Chapter 3: Pressure and Fluid Statics
Eric G. Paterson
Department of Mechanical and Nuclear Engineering
The Pennsylvania State University
Spring 2005
Note to Instructors
These slides were developed1 during the spring semester 2005, as a teaching aid
for the undergraduate Fluid Mechanics course (ME33: Fluid Flow) in the Department of
Mechanical and Nuclear Engineering at Penn State University. This course had two
sections, one taught by myself and one taught by Prof. John Cimbala. While we gave
common homework and exams, we independently developed lecture notes. This was
also the first semester that Fluid Mechanics: Fundamentals and Applications was
used at PSU. My section had 93 students and was held in a classroom with a computer,
projector, and blackboard. While slides have been developed for each chapter of Fluid
Mechanics: Fundamentals and Applications, I used a combination of blackboard and
electronic presentation. In the student evaluations of my course, there were both positive
and negative comments on the use of electronic presentation.
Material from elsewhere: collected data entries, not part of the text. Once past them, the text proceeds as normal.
PR #329, opened 2018-05-15
Mobile national pie map expanding text functionality

mwernimont:
Have the text and expanding and collapsing functionality for the national pie map mobile text.

A few things to note:

I really didn't want to be loading in a tiny new JS file so did a tricky rename of the dropdown_selector.js to mobile_ui.js to allow this bit of functionality to make sense in the file.

The current functionality has no transition or fanciness.  We may want to consider using jQuery on the next viz if we want easy to implement transitions and effects as they are built in and jQuery generally cuts the amount of code to write JS down by half.  I don't think we should add it to this one as we are pretty bloated as is.

### DIFF
--- a/js/mobile_ui.js
+++ b/js/mobile_ui.js
@@ -208,10 +208,10 @@ window.addEventListener('load', function(event){
   expandInteract.onclick = function(){
     if(contentToShow.style.display === "block"){
       contentToShow.style.display="none";
-      expandInteract.innerHTML = 'Expand to read more'
+      expandInteract.innerHTML = 'Read More'
     }else{
       contentToShow.style.display="block";
-      expandInteract.innerHTML = 'Click to hide'
+      expandInteract.innerHTML = 'Hide'
     }
     
   };
--- a/js/mobile_ui.js
+++ b/js/mobile_ui.js
@@ -200,3 +200,21 @@ function resetCountySelector() {
         return i === 0; 
       });
 }
+
+//Expand National Pie Mapp mobile text
+window.addEventListener('load', function(event){
+  var expandInteract = document.getElementById('national-static-pie-mobile-interact');
+  var contentToShow = document.getElementById('national-static-pie-mobile-content');
+  expandInteract.onclick = function(){
+    if(contentToShow.style.display === "block"){
+      contentToShow.style.display="none";
+      expandInteract.innerHTML = 'Expand to read more'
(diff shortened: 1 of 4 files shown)


js/mobile_ui.js
```diff
@@ -200,3 +200,21 @@ function resetCountySelector() {
...
 }
+
+//Expand National Pie Mapp mobile text
+window.addEventListener('load', function(event){
+  var expandInteract = document.getElementById('national-static-pie-mobile-interact');
+  var contentToShow = document.getElementById('national-static-pie-mobile-content');
+  expandInteract.onclick = function(){
+    if(contentToShow.style.display === "block"){
+      contentToShow.style.display="none";
+      expandInteract.innerHTML = 'Expand to read more'
```
aappling-usgs: What if this just said "Read more" and "Hide" - would that still work?

layout/templates/wu_story.mustache
```diff
@@ -43,7 +43,36 @@
...
+          <p>
+            <strong>6.</strong> The Gulf Coast is another hotspot of <strong>industrial</strong> withdrawals for the chemical and petroleum industries.
+          </p>
+          <p>
+            <strong>7. Thermoelectric</strong> power plants use steam to drive turbines and generate electricity. In the <strong>eastern U.S.</strong> where water is relatively abundant, large volumes of water often are withdrawn, used once for cooling, then returned to the source a little warmer than before. In the <strong>western U.S.</strong>, cooling water is more often withdrawn and recirculated many times, so less is withdrawn overall.
+  
+          </p>
+        </div>
+        
+        <p id="national-static-pie-mobile-interact" class="readMore"><strong>Expand to read more</strong></p>
```
aappling-usgs: Again, I suspect that just "Read more" would work, though I haven't looked at the rendered version.

mwernimont: The language doesn't really affect the functionality, so if you guys want less text it works for me.  For the CO River drought Viz we just had Read More and Hide swapping out and heard no complaints.

aappling-usgs:
I forgot that Lindsay is out of town all week. @mwernimont , could you just shorten the Read More and Hide text and then I'll merge? @lindsaycarr - please add comments or new issues later if needed.

mwernimont:
@aappling-usgs there ya go!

Therefore, these slides
should only be integrated into your lectures with careful consideration of your teaching
style and course objectives.
Eric Paterson
Penn State, University Park
August 2005
1 These
slides were originally prepared using the LaTeX typesetting system (http://www.tug.org/)
and the beamer class (http://latex-beamer.sourceforge.net/), but were translated to PowerPoint for
wider dissemination by McGraw-Hill.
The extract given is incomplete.